Directions: Transcribe the entries, keeping every character the same.

START Exercise materials

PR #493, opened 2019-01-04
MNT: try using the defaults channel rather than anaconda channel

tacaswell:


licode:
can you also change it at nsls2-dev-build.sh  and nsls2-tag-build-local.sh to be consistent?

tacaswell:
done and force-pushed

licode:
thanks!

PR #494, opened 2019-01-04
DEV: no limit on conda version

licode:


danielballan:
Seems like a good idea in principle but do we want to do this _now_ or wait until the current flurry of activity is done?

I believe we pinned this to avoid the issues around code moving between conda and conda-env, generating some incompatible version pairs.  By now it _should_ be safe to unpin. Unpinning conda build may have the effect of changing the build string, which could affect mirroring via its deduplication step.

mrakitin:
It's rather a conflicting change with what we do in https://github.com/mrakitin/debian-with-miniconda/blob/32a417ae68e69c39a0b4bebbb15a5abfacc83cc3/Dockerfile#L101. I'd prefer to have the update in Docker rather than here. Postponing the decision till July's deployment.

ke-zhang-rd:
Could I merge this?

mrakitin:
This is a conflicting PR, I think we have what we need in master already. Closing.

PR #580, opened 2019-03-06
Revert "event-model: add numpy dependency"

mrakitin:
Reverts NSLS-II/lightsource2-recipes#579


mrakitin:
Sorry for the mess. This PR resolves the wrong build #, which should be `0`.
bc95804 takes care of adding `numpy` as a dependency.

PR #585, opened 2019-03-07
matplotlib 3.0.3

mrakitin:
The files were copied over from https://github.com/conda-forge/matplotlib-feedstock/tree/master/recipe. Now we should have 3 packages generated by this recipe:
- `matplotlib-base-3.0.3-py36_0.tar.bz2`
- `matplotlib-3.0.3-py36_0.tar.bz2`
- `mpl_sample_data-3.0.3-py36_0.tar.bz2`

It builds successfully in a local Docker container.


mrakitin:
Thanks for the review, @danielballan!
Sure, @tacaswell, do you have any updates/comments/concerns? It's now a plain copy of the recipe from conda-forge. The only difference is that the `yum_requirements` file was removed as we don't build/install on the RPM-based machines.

END Exercise materials

Answer section:
PR #493, opened 2019-01-04
MNT: try using the defaults channel rather than anaconda channel

tacaswell:


licode:
can you also change it at nsls2-dev-build.sh  and nsls2-tag-build-local.sh to be consistent?

tacaswell:
done and force-pushed

licode:
thanks!

PR #494, opened 2019-01-04
DEV: no limit on conda version

licode:


danielballan:
Seems like a good idea in principle but do we want to do this _now_ or wait until the current flurry of activity is done?

I believe we pinned this to avoid the issues around code moving between conda and conda-env, generating some incompatible version pairs.  By now it _should_ be safe to unpin. Unpinning conda build may have the effect of changing the build string, which could affect mirroring via its deduplication step.

mrakitin:
It's rather a conflicting change with what we do in https://github.com/mrakitin/debian-with-miniconda/blob/32a417ae68e69c39a0b4bebbb15a5abfacc83cc3/Dockerfile#L101. I'd prefer to have the update in Docker rather than here. Postponing the decision till July's deployment.

ke-zhang-rd:
Could I merge this?

mrakitin:
This is a conflicting PR, I think we have what we need in master already. Closing.

PR #580, opened 2019-03-06
Revert "event-model: add numpy dependency"

mrakitin:
Reverts NSLS-II/lightsource2-recipes#579


mrakitin:
Sorry for the mess. This PR resolves the wrong build #, which should be `0`.
bc95804 takes care of adding `numpy` as a dependency.

PR #585, opened 2019-03-07
matplotlib 3.0.3

mrakitin:
The files were copied over from https://github.com/conda-forge/matplotlib-feedstock/tree/master/recipe. Now we should have 3 packages generated by this recipe:
- `matplotlib-base-3.0.3-py36_0.tar.bz2`
- `matplotlib-3.0.3-py36_0.tar.bz2`
- `mpl_sample_data-3.0.3-py36_0.tar.bz2`

It builds successfully in a local Docker container.


mrakitin:
Thanks for the review, @danielballan!
Sure, @tacaswell, do you have any updates/comments/concerns? It's now a plain copy of the recipe from conda-forge. The only difference is that the `yum_requirements` file was removed as we don't build/install on the RPM-based machines.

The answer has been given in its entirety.